• _WORK INSTRUCTION_
Copy out all the lines in the records that include the word "addBroadcastListener".

• _LISTED RECORDS_

Issue #121, opened 2019-10-16
Modifications to the Channels API + Window selectors.


chedzoir:
There a couple of alterations that I'd suggest making to the API following my attempts at implementing it within our setup and how we expect it will actually get used

1. Can the default channel be be hidden behind a `getter` that returns a promise. That would make it's use consistent with the `getOrCreate` and `getSystemChannels`.

2. Could we modify the `addBroadcastListener` to take an optional array of context types. Then the interop broker would only notify the listener in the event of one of those specified types being transmitted. 
This gives the following advantages
* As it's possible to put anything on a channel, receiving applications will all have to put in their place their own filtering mechanisms to only receive the items that they 
* Allows applications to put different context types onto a channel that can be picked up by different consuming applications. For example, two different instruments can be transmitted by app and treated in different ways by a number of different receiving apps - some may want both, some one, some the other.
There is a downside here in that the channel will need to keep a history of the last received item by type, instead of just the last item - but that would just be a case of holding them within a map

3. Following on from 2, we would then need to add the same context type to the `getCurrentContext` method

4. In context of a requirement that we have with regards to window based channel selectors, and following on from https://github.com/FDC3/FDC3/issues/118 I would propose the following approach to managing window selectors

On the channels module in https://github.com/FDC3/FDC3/blob/master/src/api/channel/channel.ts 
add a function something along the lines of 

`public addWindowChannelListener(listener: (event: {channel: Channel; context: Context}) => void, types: string[]): DesktopAgent.Listener;`

Then the application does not need to know about or worry about the action of selecting a channel. The swapping between channels can be handled within the broker/router code.

If the user sets the channel to "off" then the application just doesn't receive anything
A `DesktopAgent.Listener` is returned should the application decide that it wishes explicitly stop receiving anything regardless.

pjbroadbent:
**Context filtering**
In terms of adding a context argument to `addBroadcastListener`, that could certainly be useful - but would make it inconsistent with `addIntentListener` - would we also add a context argument to intent listeners too? I'm also assuming you're referring to both the "channel" `addBroadcastListener` and the "top level" `addBroadcastListener`?

There's also an implicit assumption here that context filtering would only ever happen on the `type` field - that application's won't want to say "I'll allow any context type that has an ISIN code in it's `id` section", for example. To clarify I'd prefer context filtering to be entirely `type`-based, as implied by the proposed changes, but worth considering any side-effects of that approach.

**Window-level context listeners**
[...]

PR #161, opened 2020-01-25
Add context filtering to API and improve docs

rikoe:
Addresses #121.

A summary of the type changes I introduced:

* I introduced a new type for consistent context handling:
```ts
type ContextHandler = (context: Context) => void;
```

* Changed the channel broadcast listener to be consistent with the rest of the API:
 ```ts
addBroadcastListener(listener: (event: {channel: Channel; context: Context}) => void): Listener;
```
becomes:
```ts
```
The channel parameter is completely redundant here, as we already now what the channel is from the owning object - if a reference is needed, it can be captured with a closure. This brings the handler in line with the one on the desktop agent, which makes for much easier consumption.

* Added a new overload for the top-level context listener and channel context listener:
```ts
addContextListener(contextType: string, handler: ContextHandler): Listener;
```

* Added an optional parameter when getting the current context:
```ts
getCurrentContext(contextType?: string): Promise<Context|null>;
```

Apart from that I have factored out and improved the relevant documentation sections on the website.

### DIFF
--- a/src/api/interface.ts
+++ b/src/api/interface.ts
@@ -4,6 +4,7 @@
  */
 
 type Context = object;
+type ContextHandler = (context: Context) => void;
 
 enum OpenError {
   AppNotFound = "AppNotFound",
@@ -90,10 +91,10 @@ declare class Channel {
   public readonly type: string;
 
   /**
-   * Channels may be visualized and selectable by users. DisplayMetaData may be used to provide hints on how to see them.
+   * Channels may be visualized and selectable by users. DisplayMetadata may be used to provide hints on how to see them.
    * For app channels, displayMetadata would typically not be present
    */
-  displayMetadata?: DisplayMetadata;
+  public readonly displayMetadata?: DisplayMetadata;
 
    /**
    * Broadcasts the given context on this channel. This is equivalent to joining the channel and then calling the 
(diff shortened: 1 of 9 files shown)


src/api/interface.ts
```diff
@@ -102,34 +103,36 @@ declare class Channel {
...
-   * This broadcast will be received by all windows that are members of this channel, *except* for the window that
-   * makes the broadcast. This matches the behaviour of the top-level FDC3 `broadcast` function.
    * `Error` with a string from the `ChannelError` enumeration.
    */
   public broadcast(context: Context): Promise<void>;
 
   /**
    * Returns the last context that was broadcast on this channel. All channels initially have no context, until a 
-   * window is added to the channel and then broadcasts. If there is not yet any context on the channel, this method
-   * will return `null`. The context is also reset back into it's initial context-less state whenever a channel is
```
rikoe: @nkolba I have removed the second part - seems like an implementation detail to me. FDC3 has no concept of "windows", so it shouldn't be in there.

src/api/interface.ts
```diff
@@ -102,34 +103,36 @@ declare class Channel {
    * Note that this function can be used without first joining the channel, allowing applications to broadcast on
    * channels that they aren't a member of.
    * 
-   * This broadcast will be received by all windows that are members of this channel, *except* for the window that
-   * makes the broadcast. This matches the behaviour of the top-level FDC3 `broadcast` function.
```
rikoe: @nkolba I have removed this part - seems like an implementation detail to me. FDC3 has no concept of "windows", so it shouldn't be in there.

• _OUTPUT BELOW_
2. Could we modify the `addBroadcastListener` to take an optional array of context types. Then the interop broker would only notify the listener in the event of one of those specified types being transmitted. 
In terms of adding a context argument to `addBroadcastListener`, that could certainly be useful - but would make it inconsistent with `addIntentListener` - would we also add a context argument to intent listeners too? I'm also assuming you're referring to both the "channel" `addBroadcastListener` and the "top level" `addBroadcastListener`?
addBroadcastListener(listener: (event: {channel: Channel; context: Context}) => void): Listener;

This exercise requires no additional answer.